We have proven that we are certainly “More Than Shipping,” and I am proud of our accomplishments so far. Therefore, I would like to take this opportunity to reiterate my appreciation to you for demonstrating your human abilities. Going forward, I would like to ask you to further enhance those abilities by cultivating the creativity that makes you innovative and able to think outside the box. Develop your skills for proposing improvements based on a heightened awareness of the issues, develop your ability to come up with solutions, and develop your management skills to create healthy teamwork and good leadership so that we can join hands to cultivate a big “blue ocean.”

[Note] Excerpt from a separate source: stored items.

Issue #1633, opened 2025-02-20
s_region is off by 1/2 pixel


braingram:
Following the JWST convention the `meta.wcsinfo.s_region` is the spatial footprint using the bounding box of the wcs (so 4 corners at the edges of pixels including a point at -0.5, -0.5). However roman files are produced with an s_region that uses the center pixel coordinates (including a point 0, 0).

Opening a cal file `roman-pipeline/dev/WFI/image/r0000101001001001001_0001_wfi01_cal.asdf` yields:
```python
>> m.meta.wcs.bounding_box
ModelBoundingBox(
    intervals={
        x0: Interval(lower=-0.5, upper=4087.5)
        x1: Interval(lower=-0.5, upper=4087.5)
    }
    model=CompoundModel(inputs=('x0', 'x1'))
    order='F'
)
>> m.meta.wcsinfo['s_region']
'POLYGON ICRS  269.986902672 65.974283813 269.986696178 66.097247504 269.676738633 66.097214425 269.680070749 65.974360690'
>> m.meta.wcs(-0.5, -0.5)  # not in the s_region
(269.9869402588003, 65.97426889277803)
>> m.meta.wcs(0, 0)  # incorrectly in the s_region
(269.9869026716723, 65.97428381257568)
```
This is likely true (but I haven't confirmed) for:
- l2 files before and after tweakreg which use [create_footprint](https://github.com/spacetelescope/romancal/blob/6de6898df8f728e6dba00a5d39d23777683d3ef7/romancal/assign_wcs/utils.py#L361) with `center=True`
- l3 files for similar use of [create_footprint](https://github.com/spacetelescope/romancal/blob/6de6898df8f728e6dba00a5d39d23777683d3ef7/romancal/resample/resample.py#L798)

schlafly:
Thanks.  I agree that we should follow the Webb convention and go with the corners of the edge pixels.  I'm not terribly worried about the difference but in the interest of being able to share code we should make the same choices.

Issue #1630, opened 2025-02-18
Change default fill value for resampling to nan


braingram:
Currently the default fill value for resample and outlier detection is `indef`:
https://github.com/spacetelescope/romancal/blob/be5e0eac829171c55840b0041971f0fa73fb91c2/romancal/resample/resample_step.py#L60
https://github.com/spacetelescope/romancal/blob/be5e0eac829171c55840b0041971f0fa73fb91c2/romancal/outlier_detection/outlier_detection_step.py#L35

Since `indef` doesn't have a defined starting value and neither step starts from an existing array the use of `indef` seems misleading.

`nan` seems appropriate for outlier detection (since unsampled pixels will be assigned nans which won't contribue to the computed median).

Using `nan` for resample will mean that the unsampled pixels will be `nan` instead of 0.

JWST made this change in https://github.com/spacetelescope/jwst/pull/8488

braingram:
Pinging @mcara and @schlafly for comments.

mcara:
> Since `indef` doesn't have a defined starting value and neither step starts from an existing array the use of `indef` seems misleading.

That is correct. It should be `NaN` or `0` or whatever is convenient. Some prefer `Nan` because it is easier to create a mask with `np.isfinite` but the mask can also be created from the context array (if context is enabled).

mcara:
`INDEF` would make sense only if continuing resampling on an existing output image. That is how it was intended to work but I do not think it ever worked like that. See, e.g., https://github.com/spacetelescope/jwst/issues/7664#issuecomment-1894015768

mcara:
It is a relic from IRAF times.

schlafly:
NaN seems reasonable to me to follow Webb.  I'm pretty sure we handle both NaN and 0 cases in the source catalog step but we can update to do that if this change breaks that.  For some smoothing operations NaN is particularly frustrating but those steps can filter the NaNs out as appropriate; I think the most important thing would be to align these choices between Webb and Roman as much as possible.

nden:
@stscijgbot-rstdms

stscijgbot-rstdms:
_This issue is tracked on JIRA as [RCAL-1022](https://jira.stsci.edu/browse/RCAL-1022)._

stscijgbot-rstdms:
[...]

Issue #1600, opened 2025-02-05
Resample output pixel area contains invalid value


braingram:
The truth file roman-pipeline/dev/truth/WFI/image/r0099101001001001001_r274dp63x31y81_prompt_F158_coadd.asdf contains a pixel area of -99999.0 even though the input pixel areas are `[2.80833899537275e-13, 2.80833899537275e-13, 2.80833899537275e-13]`.

This is likely due to resample never assigning to `meta.photometry.pixel_area` and instead only scaling it by `pixel_scale_ratio`.

nden:
@stscijgbot-rstdms

stscijgbot-rstdms:
_This issue is tracked on JIRA as [RCAL-1005](https://jira.stsci.edu/browse/RCAL-1005)._

braingram:
I suggest we handle this after:
- https://github.com/spacetelescope/romancal/issues/1637 (so we can use the resample calculated pixel area)
- https://github.com/spacetelescope/romancal/issues/1598 (which is on hold until L3 metadata updates)

One reason is that this is L3 metadata that might be changed with the other L3 metadata updates.

braingram:
Should have closed with: https://github.com/spacetelescope/romancal/pull/1838

Issue #1598, opened 2025-02-04
populate_mosaic_basic overwritten in step


braingram:
The metadata blending performed by `populate_mosaic_basic`:
https://github.com/spacetelescope/romancal/blob/826a972ebe8d01a6727921bfd248f029cb62255c/romancal/resample/resample.py#L875
is later overwritten by:
- update_exposure_times: https://github.com/spacetelescope/romancal/blob/826a972ebe8d01a6727921bfd248f029cb62255c/romancal/resample/resample.py#L533
- l2_into_l3_meta: https://github.com/spacetelescope/romancal/blob/826a972ebe8d01a6727921bfd248f029cb62255c/romancal/resample/resample.py#L734

The test PR https://github.com/spacetelescope/romancal/pull/1597 adds a test that runs the resample step on 2 inputs with different metadata:
```python
                {
                    "meta.observation.visit": 1,
                    "meta.observation.pass": 1,
                    "meta.observation.segment": 1,
                    "meta.observation.program": 1,
                    "meta.instrument.optical_element": "F158",
                    "meta.instrument.name": "WFI",
                },
                {
                    "meta.observation.visit": 2,
                    "meta.observation.pass": 2,
                    "meta.observation.segment": 2,
                    "meta.observation.program": 2,
                    "meta.instrument.optical_element": "F062",
                    "meta.instrument.name": "WFI",
                },
            ),
```
The mosaic model contains:
```python
            {
                "visit": 1,
                "pass": 1,
                "segment": 1,
                "optical_element": "F158",
                "instrument": "WFI",
            },
```
This shows that the metadata assigned by `populate_mosaic_basic` is being overwritten since it would set:
- visit: -1
- pass: -1
- segment: -1

schlafly:
Thanks.  Looking at the code here---the update_exposure_times bit is redundant but at least the calculations look the same.  Meanwhile l2_into_l3_meta "contributes" only coordinates and so should probably get deleted with the "coordinates" contribution folded into populate_mosaic_basic; the other bits it does are inferior to what's happening in populate_mosaic_basic.

Anyway, I agree that overwriting without the blending is wrong and the redundant calculations are problematic---just making sure we agree on the scope of the bug here.  Thanks!

nden:
@stscijgbot-rstdms

stscijgbot-rstdms:
_This issue is tracked on JIRA as [RCAL-1006](https://jira.stsci.edu/browse/RCAL-1006)._

[...]

PR #1634, opened 2025-02-20
RCAL-1014: Update resample to use stcal

### LINKED ISSUE #1610: resample should use common code from stcal
_Issue [RCAL-1014](https://jira.stsci.edu/browse/RCAL-1014) was created on JIRA by [Nadia Dencheva](https://jira.stsci.edu/secure/ViewProfile.jspa?name=dencheva):_

spacetelescope/stcal#320 adds common code from resample to stcal. romancal.resample should start using it.

braingram:
Resolves [RCAL-1014](https://jira.stsci.edu/browse/RCAL-1014)

Closes #1610 

This PR updates the resample step to use code from stcal.

Regression tests:
https://github.com/spacetelescope/RegressionTests/actions/runs/13398069422
Show differences for:
- err and var_* arrays. Differences are expected since stcal uses the current jwst method for resampling variance and error (whereas romancal main uses an older method)
- a lack of `exptype` and `group_id` in the output model. I think this is an improvement as these metadata attributes are properties of the level 2 files that leaked into the level 3 files

## Tasks

  - ``changes/<PR#>.docs.rst``

  ## steps
  - ``changes/<PR#>.flux.rst``
</details>


docs/0.5.0
braingram, line 1: While updating the docs I noticed this stray file added in https://github.com/spacetelescope/romancal/pull/596

romancal/resample/exptime_resampler.py
```diff
@@ -0,0 +1,74 @@
...
+                "data": model.data,
+                "dq": model.dq,
+            },
+            weight_type=None,
+            good_bits=self.good_bits,
+            flag_name_map=dqflags.pixel,
+        )
+
+        xmin, xmax, ymin, ymax = resample_range(data.shape, model.meta.wcs.bounding_box)
+        # FIXME reuse pixmap
```
braingram, line 44: Opened an issue on stcal: https://github.com/spacetelescope/stcal/issues/341

romancal/resample/meta_blender.py
```diff
@@ -0,0 +1,66 @@
...
+
+        self._model["individual_image_cal_logs"] = []
+
+        self._mid_mjds = []
+
+        self._meta.basic.time_first_mjd = model.meta.exposure.start_time.mjd
+        self._meta.basic.time_last_mjd = model.meta.exposure.end_time.mjd
+
+        # copy some metadata from the first input model
+        # FIXME this is incorrect and these values should be
```
braingram, line 21: This reproduces the current behavior on main. See https://github.com/spacetelescope/romancal/issues/1598

romancal/resample/meta_blender.py
```diff
@@ -0,0 +1,66 @@
...
+            )
+            self._meta.basic.time_last_mjd = max(
+                self._meta.basic.time_last_mjd, model.meta.exposure.end_time.mjd
+            )
+
+        self._model["individual_image_cal_logs"].append(model.meta.cal_logs)
+
+        self._mid_mjds.append(model.meta.exposure.mid_time.mjd)
+
+        # FIXME this is an existing hack that we have to reproduce here
```
braingram, line 55: See: https://github.com/spacetelescope/roman_datamodels/issues/461

romancal/resample/resample.py
```diff
@@ -1,318 +1,220 @@
...
-        """
-        if (input_models is None) or (len(input_models) == 0):
-            raise ValueError(
-                "No input has been provided. Input must be a non-empty ModelLibrary"
-            )
-
+        # fillval indef doesn't define a starting value
+        # since we're not resampling onto an existing array
+        # we overwrite this to 0 (to match the old behavior)
+        if fillval.lower() == "indef":
```
braingram, line 40: See: https://github.com/spacetelescope/romancal/issues/1630

romancal/resample/resample.py
```diff
@@ -1,318 +1,220 @@
...
-
-        log.debug(f"Output mosaic size: {self.output_wcs.array_shape}")
-
-        # n_images sets the number of context image planes.
-        # This should be 1 to start (not the default of 2).
-        self.blank_output = maker_utils.mk_datamodel(
-            datamodels.MosaicModel, n_images=1, shape=tuple(self.output_wcs.array_shape)
+                    input_models.shelve(m, i, modify=False)
+
+            # FIXME use s_regions here, but this causes data differences
```
braingram, line 59: See https://github.com/spacetelescope/romancal/issues/1633

romancal/resample/resample.py
```diff
@@ -1,318 +1,220 @@
...
+        pixel_scale_ratio = self.output_model["pixel_scale_ratio"]
+        if pixel_scale_ratio is not None:
+            output_model.meta.resample.pixel_scale_ratio = pixel_scale_ratio
 
-        # cast context array to uint32
-        output_model.context = output_model.context.astype("uint32")
-        return output_model
+        # record the actual filenames (the expname from the association)
+        # for each file used to generate the output_model
+        # FIXME this is incorrect when resample_group is called with a subset of models
```
braingram, line 208: Needs romancal issue

romancal/resample/resample.py
```diff
@@ -1,318 +1,220 @@
...
+            "exposure_time": exposure_time,
+            "start_time": model.meta.exposure.start_time,
+            "end_time": model.meta.exposure.end_time,
+            "duration": None,  # unused
+            "level": level,
+            "subtracted": subtracted,
+        }
+
+    def _get_intensity_scale(self, model):
+        # FIXME we lie about this to retain the old behavior
```
braingram, line 169: Needs romancal issue

romancal/resample/tests/test_resample_step.py
```diff
@@ -370,3 +241,141 @@ def test_build_driz_weight_different_weight_type(base_image, weight_type):
...
+    )
+
+    for key, value in expected_basic.items():
+        assert getattr(output_model.meta.basic, key) == value
+
+
+@pytest.mark.parametrize(
+    "input_pixel_area, pixel_scale_ratio, expected_pixel_area",
+    [
+        # (None, 1.0, None), # this cannot be tested since it causes the step to crash
```
braingram, line 367: See https://github.com/spacetelescope/romancal/issues/1600

mcara (changes requested):
`build_driz_weight` is available in `stcal` - https://github.com/spacetelescope/stcal/blob/main/src/stcal/resample/utils.py#L80 Is this version different from the `stcal` version? Also, `decode_context` is available from `drizzle.utils`.

No methods in resample.py are documented.

I do not think this PR should be merged with `exptime_resampler.py`. Instead merge https://github.com/spacetelescope/stcal/pull/342 and move some of the code to `update_time`.

braingram:
> `build_driz_weight` is available in `stcal` - https://github.com/spacetelescope/stcal/blob/main/src/stcal/resample/utils.py#L80 Is this version different from the `stcal` version? Also, `decode_context` is available from `drizzle.utils`.

Thanks. I originally left them in to try and limit the scope of this PR to resample changes. I pushed a few new commits that removes both of these functions (and updates outlier detection to use `build_driz_weight` from stcal).

> No methods in resample.py are documented.

I pushed docstrings in https://github.com/spacetelescope/romancal/pull/1634/commits/cb8a1962242f27f98838a930f41ebccfdc8f3ccf
I don't believe anyone outside of romancal developers will ever use that class so the docs are aimed at that audience. It's expected that users will use `ResampleStep`.

> I do not think this PR should be merged with `exptime_resampler.py`. Instead merge [spacetelescope/stcal#342](https://github.com/spacetelescope/stcal/pull/342) and move some of the code to `update_time`.

If that's the case the stcal PR will need to be updated as it's not compatible with the needs here. I don't think stcal changes are needed for this PR. Yes we should eventually make changes to stcal to reuse the pixmap for exposure time resampling but as I noted on https://github.com/spacetelescope/stcal/pull/342 there are other stcal resample changes that will be needed to support https://github.com/spacetelescope/romancal/pull/1556. I believe a structure similar to what's in `exptime_resampler.py` may work but that can be handled in follow-up PRs.

mcara:
I can't see how `exptime_total` can be different from an all-zeros array: https://github.com/spacetelescope/romancal/blob/1aff84af0962a3e28a85589e7f588f0acbc44b17/romancal/resample/exptime_resampler.py#L67 It is just not using resampled image at all.

mcara:
@braingram I wanted to make a PR against your branch but obviously I did something wrong. Please rebase and drop two commits that came from my mistake: 9737677482fb3b340e3178bcedb14ed56efd8534 and be61fa20764836fdf2198004a64e81a736665caf

mcara:
Here is my suggestion on how to make resample time work with the `stcal` resample and current PR to `stcal` (which I modified sligthly).

[resample.py.txt](https://github.com/user-attachments/files/18935596/resample.py.txt)

Also remove romancal/resample/exptime_resampler.py

braingram:
> Here is my suggestion on how to make resample time work with the `stcal` resample and current PR to `stcal` (which I modified sligthly).
> 
> [resample.py.txt](https://github.com/user-attachments/files/18935596/resample.py.txt)
> 
> Also remove romancal/resample/exptime_resampler.py

I attempted to apply your updated code and tried to run https://github.com/spacetelescope/romancal/blob/main/romancal/regtest/test_resample.py
It's failing because the produced `meta.resample.product_exposure_time` is 0.0 (the expected value is 329.840087890625).

This PR as it stands produces the expected results without stcal changes. Why is this a problem?

mcara:
[resample.py.txt](https://github.com/user-attachments/files/18954667/resample.py.txt)

I have attached a new version that implements exactly the same method as in your code. I do see `<1e-6` relative differences but I am not sure if this is because of OS differences or is it something else.

> It's failing because the produced meta.resample.product_exposure_time is 0.0 (the expected value is 329.840087890625).

I can't see this happening unless regtests did not use the updated code from https://github.com/spacetelescope/stcal/pull/342.

braingram:
From offline discussion with @mcara and @nden the pixmap optimizations can be handled in follow-up PRs to stcal, romancal (and possibly jwst).

schlafly (commented):
Awesome.  Just to be clear, the _data_ are an exact match in your regression tests.  The uncertainty arrays are all different, presumably because of the change in the way stcal resample propagated the uncertainties from the L2s.

A little mysteriously to me, the new var_rnoises tend to be 5-10% smaller than the old ones, while the new var_poisson's tend to be 5-10% larger than the old ones.  I don't really have a picture for what's going on there.  The other big difference is that CRs and outliers have a much smaller impact on the variances than they used to.  
image

The new estimated uncertainties look clearly better in those cases; the data don't show as large of a variance as expected from the earlier variance estimates.

So this all looks good to me.

romancal/resample/resample.py
braingram: Yeah that's the plan.
- update the s_regions
- use the s_regions here
- remove `make_output_wcs` (and other code no longer needed)

braingram:
> Awesome. Just to be clear, the _data_ are an exact match in your regression tests.
Yeah the data arrays are unchanged with this PR (within the tolerance of the regtest comparisons).
 
> A little mysteriously to me, the new var_rnoises tend to be 5-10% smaller than the old ones, while the new var_poisson's tend to be 5-10% larger than the old ones. I don't really have a picture for what's going on there. The other big difference is that CRs and outliers have a much smaller impact on the variances than they used to.

One likely significant change is that stcal uses a non-unity weight map for resampling the variance arrays. This is not the case on romancal main:
https://github.com/spacetelescope/romancal/blob/9b860a868c66270499dd56bac1741494cb2b0ecb/romancal/resample/resample.py#L430
so if the outliers have a high var_rnoise they will be subdued with this PR (and not so on main). I'm not sure about the var_poisson difference though.

schlafly:
Ah, perfect.  Yes, using a different weight map for the data and the variance sounds bad; removing that will do something along the lines of what I'm seeing here.  Great.

schlafly (approved):

braingram:
Started a fresh regtest run for me to okify after merge: https://github.com/spacetelescope/RegressionTests/actions/runs/13573462160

Corporate Affairs and Compliance
Before I finish my address, I would like to say a few words on the issues surrounding antitrust law. The shipping industry continues to operate in a complicated environment in which businesses that are subject to antitrust law exist side-by-side with those that are not. However, the current trend seems to be toward narrowing the range of businesses exempted from the application of antitrust law. Under such circumstances, it has become increasingly important for us to clearly understand the content of antitrust law and tendency to strengthen governmental regulations that subject businesses to these laws. Moreover, we need to be aware of the scope of business subject to such regulations. Similarly, for us to effectively compete, it is just as important to understand which businesses, or part of businesses, are not subject to such regulations. To address this situation, we have taken various measures, including the establishment of an executive committee to oversee antitrust law compliance, and all of us at the NYK Group must redouble our efforts to ensure antitrust law compliance in all aspects of our business.
Finally, I would like to conclude by offering my sincere wishes for the good health and prosperity of all of you and your families.